Enter Hermes and the Need for Something Bigger

But I still felt like something was missing. I wanted something I could control from my phone, something available anywhere, something I could chat with that could also control my PC from wherever I was.

That’s when Hermes Agent came in. It’s a framework that lets you have assistants with personality, connected to Telegram, capable of executing code, researching the web, controlling files. All from a chat. I had it configured in no time. The system itself guided me through it. Within a while I had 3 Telegram bots running, each with its own purpose and distinct personality. One for research, one to help with technical tasks, one just to experiment.

But when I ran Hermes with my local model, the same old problem came back. Speed. Running parallel tasks with a local model simply isn’t viable, even with pi.dev optimizing everything. And the magic of having agents fades when you’re waiting 30 seconds for every response.

The Five Dollar Lesson

That’s when I remembered that two years ago I had bought five dollars worth of Deepseek API credit. I had never used it. It was just sitting there, untouched.

I connected it. And suddenly everything worked amazingly. Fast, fluid, no artificial limits. My three bots started running on Deepseek V4 Flash and the difference was night and day. They do research, help me with day to day tasks, and even role-play with the personalities I gave them, because honestly I find it fun to see how they respond. Five dollars. Two years later, I still have credit left.

It was ironic to realize that what solved all my problems wasn’t better hardware, more configuration, or more tools. It was connecting an API I had bought two years ago and forgotten about.

My Setup Today

In the end, I learned that no single tool does everything perfectly.
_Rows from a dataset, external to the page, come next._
PR #5993, opened 2023-05-03
Add Sign In button to MxDock UPDATE BEFORE MERGING

MarkvanMents:


MarkvanMents:
Cannot see the benefit to docs of having a Sign-In button as the experience for the user will not change.
Will close this for now - if there are future MxDock enhancements, we will pick them up and test them.

PR #5995, opened 2023-05-03
Add a new microflow how-to (retrieve the current user)

Yiyun333:


content/en/docs/refguide/modeling/application-logic/microflows-and-nanoflows/microflows/retrieving-current-user-with-a-microflow.md
```diff
@@ -0,0 +1,52 @@
...
+
+The following are facts about user management in a Mendix app:
+
+* The currently logged-in user is always available in microflow calls and XPath constraints, and it can be retrieved in a microflow for subsequent querying or manipulation.
+* All application users/accounts are a specialization of `System.User`, and very often and by default, it is `Administration.Account`.
+* In Mendix Studio Pro 10, the [Administration](/appstore/modules/administration/) module is added by default . It allows you to manage local accounts and view app statistics.
+
+This document teaches you how to do the following:
+
+* Retrieve the current user in a microflow using the **Administration** module in Mendix
```
cryy-bit: Using the Administration Module? - A little bit weird terminology here. Shouldn't this be "Entity from Administration Module"?

content/en/docs/refguide/modeling/application-logic/microflows-and-nanoflows/microflows/retrieving-current-user-with-a-microflow.md
```diff
@@ -0,0 +1,52 @@
...
+* Install the latest version of Studio Pro
+* Read about the [Administration](/appstore/modules/administration/) module in the *Studio Pro Guide*
+* Understand the basics about [microflows](/refguide/microflows/)
+
+## 3 Retrieving the Current User
+
+To retrieve the current user using the **Administration** module, do the following:
+
+1. Open your microflow editor.
+2. Navigate to the **Toolbox** and search for the **Retrieve** activity.
```
cryy-bit, line 35: I think there are 2 options here. You can either search through the toolbox for retrieve activity or use the topbar of microflow editor to select "Action activity" then from there select action type to be "Retrieve activity". 

image

content/en/docs/refguide/modeling/application-logic/microflows-and-nanoflows/microflows/retrieving-current-user-with-a-microflow.md
```diff
@@ -0,0 +1,52 @@
...
+3. Drag the **Retrieve** activity into your microflow.
+4. Double-click the **Retrieve** activity to open its properties.
+5. Choose **From database** as the **Source**.
+6. Click **Select...** for **Entity** and do the following:
+    * In the **Select Entity** dialog box, go to **Marketplace modules** > **Administration** > **Account**, and select **Account** as the **Entity**
+7. Choose **First** as the **Range**.
```
cryy-bit: Do you think it's clear to the audience as to why we select "First" as the range? Not sure if it's required to explicitly explain that but because when Id = $CurrentUser there can only be 1 Account object.

content/en/docs/refguide/modeling/application-logic/microflows-and-nanoflows/microflows/retrieving-current-user-with-a-microflow.md
```diff
@@ -0,0 +1,52 @@
...
+tags: ["microflow", "current user", "retrieve"]
+---
+
+## 1 Introduction
+
+In order to implement a certain logic, You often need to identify who the current user using the application is.
+
+The following are facts about user management in a Mendix app:
+
+* The currently logged-in user is always available in microflow calls and XPath constraints, and it can be retrieved in a microflow for subsequent querying or manipulation.
```
cryy-bit: Specifically System.User is always available not to be confused with other specialisation of System.user eg. Account, MendixSSOUser, etc.

content/en/docs/refguide/modeling/application-logic/microflows-and-nanoflows/microflows/retrieving-current-user-with-a-microflow.md
Yiyun333: How about "using the **Account** entity from the **Administration** module"?

cryy-bit: I think that sounds better

content/en/docs/refguide/modeling/application-logic/microflows-and-nanoflows/microflows/retrieving-current-user-with-a-microflow.md
Yiyun333: Yes, I think it's very useful to the explanation there!

content/en/docs/refguide/modeling/application-logic/microflows-and-nanoflows/microflows/retrieving-current-user-with-a-microflow.md
Yiyun333: The other specializations of System.user are not always available through microflow calls? Like the Account we are talking about in the how-to?

content/en/docs/refguide/modeling/application-logic/microflows-and-nanoflows/microflows/retrieving-current-user-with-a-microflow.md
Yiyun333: Nice to know the other option! Our docs always follow the first option, so I'll keep the one I used in the doc for now.

content/en/docs/refguide/modeling/application-logic/microflows-and-nanoflows/microflows/retrieving-current-user-with-a-microflow.md
Yiyun333: Solved!

content/en/docs/refguide/modeling/application-logic/microflows-and-nanoflows/microflows/retrieving-current-user-with-a-microflow.md
Yiyun333: Explanation added: 8a370ad0d215d887c0fbb829f5c8b498b754e4e5

content/en/docs/refguide/modeling/application-logic/microflows-and-nanoflows/microflows/retrieving-current-user-with-a-microflow.md
cryy-bit: No, specialisations themselves do not appear in microflows/xpath automatically. These specialisations need to be retrieved explicitly.

Yiyun333: Oh, I see what you mean here now. Are the first two facts about user managerment useful then in this how-to? We are not retrieving the current user via System_user in this how-to, so I am not sure whether providing these facts here are more confusing than helful. What do you think?

cryy-bit: I think they are useful to know because even though we are not retrieving via System.User we are still using it's ID as an identifier of which account to retrieve. Also, it's very good to know that Account entity takes the specialisation of System.User otherwise it will be confusing as to why Id = $CurrentUser works.

Yiyun333: I see! Thanks for the further explanation. I'll keep them in the doc!

content/en/docs/refguide/modeling/application-logic/microflows-and-nanoflows/microflows/retrieving-current-user-with-a-microflow.md
```diff
@@ -0,0 +1,53 @@
...
+linktitle: "Retrieving Current User with a Microflow"
+url: /refguide/retrieving-current-user-with-a-microflow/
+weight: 6
+description: "Describes how to retrieve the current user of your application in Studio Pro with a microflow."
+tags: ["microflow", "current user", "retrieve"]
+---
+
+## 1 Introduction
+
+In order to implement a certain logic, You often need to identify who the current user using the application is.
```
OlavJansen: 'You' should be lowercase. I would say you often want to identify the user which is currently logged in. As there is also the possibility the have your app available for anonymous users, those will not have an account and therefore will not be found when doing a retrieve based on current user.

content/en/docs/refguide/modeling/application-logic/microflows-and-nanoflows/microflows/retrieving-current-user-with-a-microflow.md
```diff
@@ -0,0 +1,53 @@
...
+
+The following are facts about user management in a Mendix app:
+
+* The currently logged-in user is always available in [microflow calls](/refguide/microflows/) and [XPath constraints](/refguide/xpath-constraints/), and it can be retrieved in a microflow for subsequent querying or manipulation.
+* All application users/accounts are a specialization of `System.User`, and very often and by default, it is `Administration.Account`.
+* In Mendix Studio Pro 10, the [Administration](/appstore/modules/administration/) module is added by default. It allows you to manage local accounts and view app statistics.
```
OlavJansen: This is not specific for Mx10, as long as I can remember (10 years) the module is added by default.

content/en/docs/refguide/modeling/application-logic/microflows-and-nanoflows/microflows/retrieving-current-user-with-a-microflow.md
```diff
@@ -0,0 +1,53 @@
...
+
+* Install the latest version of Studio Pro
+* Read about the [Administration](/appstore/modules/administration/) module in the *Studio Pro Guide*
+* Understand the basics about [microflows](/refguide/microflows/)
+
+## 3 Retrieving the Current User
+
+To retrieve the current user using the **Account** entity from the **Administration** module, do the following:
+
+1. Open your microflow editor.
```
OlavJansen: I'm not sure everybody is aware you build microflows with the microflow editor. Most developer just see it as Studio pro (eventhough technically there is a page and microflow editor). So I would say something more like; Open an existing microflow or create a new one. Something along these lines.

content/en/docs/refguide/modeling/application-logic/microflows-and-nanoflows/microflows/retrieving-current-user-with-a-microflow.md
```diff
@@ -0,0 +1,53 @@
...
+2. Navigate to the **Toolbox** and search for the **Retrieve** activity.
+3. Drag the **Retrieve** activity into your microflow.
+4. Double-click the **Retrieve** activity to open its properties.
+5. Choose **From database** as the **Source**.
+6. Click **Select...** for **Entity**.
+7. In the **Select Entity** dialog box, go to **Marketplace modules** > **Administration**, and select **Account**.
+8. Choose **First** as the **Range**. This is because when retrieving the current user using `[id = $currentUser]`, only one **Account** object will be returned.
```
OlavJansen: Technically is a bit different. You can still leave the range at 'All' and use [id = $currentUser]. The result of this will be a list with 1 object. This means it needs to be treated as a list in the rest of the microflow. If you use first as range, it will return 1 object. So the xpath constraint doesn't impact the return type (list or object) but the range does. In this case you're always looking for 1 object and there use 'first' as range.

content/en/docs/refguide/modeling/application-logic/microflows-and-nanoflows/microflows/retrieving-current-user-with-a-microflow.md
Yiyun333: Good reasoning! Thanks for bringing this up.

content/en/docs/refguide/modeling/application-logic/microflows-and-nanoflows/microflows/retrieving-current-user-with-a-microflow.md
Yiyun333: Good catch! Thanks for correcting the reasoning line here and making it more logical.

Yiyun333:
@OlavJansen Thanks a lot for the comments. They are very clear and with good reasoning behind. I've addressed all your comments in this commit: https://github.com/mendix/docs/pull/5995/commits/6f5d4cc6931b1ac3f46dc86aea5a4f7cd23708e7.

Please let me know if you have any further feedback.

Each one has its place, and the trick is knowing when to use each.

Hermes manages projects, writes plans, and keeps long-term context. For that it uses Deepseek. It’s ideal for tasks that require memory, understanding the full context of a project, and coordinating multiple steps.

pi.dev I use for programming and running code quickly. Its short system prompt and ability to parallelize tasks make it much more efficient for that. For pure development, it’s still my main tool.

Deepseek V4 Flash runs on both. So far I’ve found it excellent.

What I’m Taking Away From All This

Local models are incredible for learning and experimenting. They give you an understanding of how this technology really works that you’d never get from just using APIs. They force you to understand prompts, context, limits. Everything that’s normally abstracted away when you’re just clicking in a chat.

But when you want speed, reliability, and parallel tasks, a cheap API is unbeatable. You don’t need to spend a hundred dollars a month. With five dollars of credit I bought two years ago and still haven’t finished, I have more capability from my phone than I had sitting at my computer paying subscriptions.

Goodbye Claude with its restrictive limits. Goodbye to paying monthly for something you only halfway use. Today I have three bots running from Telegram, I control my computer from anywhere, and I wrote this post from my phone while I was out of the house, dictating to one of my agents who helped me structure it and correct it without losing my voice.

And the best part? This is just the beginning. Every week I discover something new I can do with this setup. And the feeling of building your own system, with your own rules, without a subscription telling you how far you can go. There’s nothing like it.